Verwer schrijft vanuit verontwaardiging over de kwaliteit van het publieke debat in Nederland. En dan vooral zoals dat zich manifesteert in de ‘blogosphere’. Hij schuwt daarbij stellige, naar mijn smaak soms wat al te generaliserende, uitspraken niet. De reacties op Sargasso naar aanleiding van de moord op de Charlie Hebdo redactie waren in mijn herinnering toch wel wat genuanceerder dan “een drama waar moslims op worden aangekeken.”

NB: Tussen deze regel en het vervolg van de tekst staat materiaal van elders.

PR #40, opened 2020-01-28
Refactor HPSS code and tests

forsyth2:
This pull request partially replaces #39, to refactor HPSS code and tests.

In zstash/chgrp.py:
- Add import statement to get test to pass.

In zstash/hpss.py:
- Factor out common code into helper functions.

In tests/test.py:
- Refactor test code to use unittest.

### DIFF
--- a/tests/test.py
+++ b/tests/test.py
@@ -1,22 +1,21 @@
 """
-Run the test suite like:
-    python test.py
-You'll get a statement printed
-if all of the tests pass.
+Run the test suite with `python test.py`
 """
 
 import os
-import sys
-import subprocess
 import shutil
+import subprocess
+import unittest
 from collections import Counter
+
 
 def write_file(name, contents):
     """
     Write contents to a file named name.
     """
     with open(name, 'w') as f:
-        f.write(contents)   
+        f.write(contents)
+
 
 def run_cmd(cmd):
     """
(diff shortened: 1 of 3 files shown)


forsyth2:
@golaz Ready for review. Once this merges, I'll work on the `hpss='none'` pull request.

forsyth2:
@golaz Thanks for reviewing. 

Wouldn't https://github.com/E3SM-Project/zstash/pull/40/files#diff-b131fe2646b3e4980d06f90692dc2401R470 record any mismatches though?

Interesting that your output is out of order. When I run the test, it ends with "Ran 1 test [...] OK". Looks like I can just add a `,flush=True` to `print` calls. I can add that to https://github.com/E3SM-Project/zstash/pull/40/files#diff-b131fe2646b3e4980d06f90692dc2401R38 to have it flush every time a command is run. Would that be good? Or do we only want it flushed at the very end?

golaz:
@forsyth2, I agree, mismatches should be caught somewhere higher up in the test. I don't know if @zshaheen had the intention to add one more level of verification by separately computing md5sum and checking them against the database. We can leave this as is for now.

I've noticed before that the output order (and flushing) can change depending on how a Python script is invoked. I was using:

`python test.py 2>&1 | tee test.log`

If adding `flush=True` to the `print` call takes care of it, that's sufficient.

forsyth2:
@golaz Ok, I'll leave the checking as it is now. And yes, it looks like the flush puts output in correct order when I call the test your way. I will push that change and then I can merge?

golaz:
Thanks, go ahead and merge.

zshaheen:
Hi @golaz, when you say the below, isn't that what the tests *kind of* already do?

> I don't know if @zshaheen had the intention to add one more level of verification by separately computing md5sum and checking them against the database.

Specifically, [this line from this PR](https://github.com/E3SM-Project/zstash/pull/40/files#diff-b131fe2646b3e4980d06f90692dc2401R498). In that entire code block, we compute the MD5 hash for the local files and compare them against the MD5 in the database.

One note is that I was only printing the hashes, not checking/asserting the diff. If I remember correctly, it was cause of some issues with folders or symlinks having different hashes or something. You guys might wanna examine this.

If I'm misunderstanding, feel free to correct my understanding.

golaz:
Hi @zshaheen : thanks, that's what I thought and that makes sense. So far, we are only printing the hashes, not checking them in this part of the test. Indeed, there are some mismatches for directories and links, which we would have to factor in if we wanted to check them as part of the test.

PR #48, opened 2020-02-25
Add a conda build config for py 3.6, 3.7 and 3.8

xylar:
This will make it easier to build all supported python versions in one go.

### DIFF
--- a/conda/conda_build_config.yaml
+++ b/conda/conda_build_config.yaml
@@ -1,0 +1,10 @@
+python:
+  - 3.6
+  - 3.7
+  - 3.8
+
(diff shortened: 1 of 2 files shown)


chengzhuzhang:
@xylar Thank you for the PR! We also would like to make zstash build noarch. Not sure how to edit the yml file, would you please help...Thanks a lot!

xylar:
Ah, to make it noarch, you don't want the this PR at all.  I'll close and do noarch instead.  Give me an hour or so.  Off to a meeting...

chengzhuzhang:
@xylar That would be great! Thank you.

PR #50, opened 2020-02-25
Switch zstash build to noarch

xylar:
Also a lot of other clean-up, see comments below.

### DIFF
--- a/conda/meta.yaml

Belangrijker vind ik het onderscheid tussen de wijze waarop mensen elkaar de maat nemen in het publieke debat en de juridische grenzen van de uitingsvrijheid. Mensen veroordelen elkaar. Veel te snel en op ondoordachte gronden. Maar de samenleving heeft bij monde van de wetgever grenzen gesteld die door de rechter moeten worden toegepast. Kritiek op intolerante en zelfgenoegzame mensen die het basisprincipe van de vrijheid van meningsuiting in het openbaar debat geweld aandoen is één. Begrip voor de grondslagen van het recht vraagt om een ander, uitgebreider verhaal.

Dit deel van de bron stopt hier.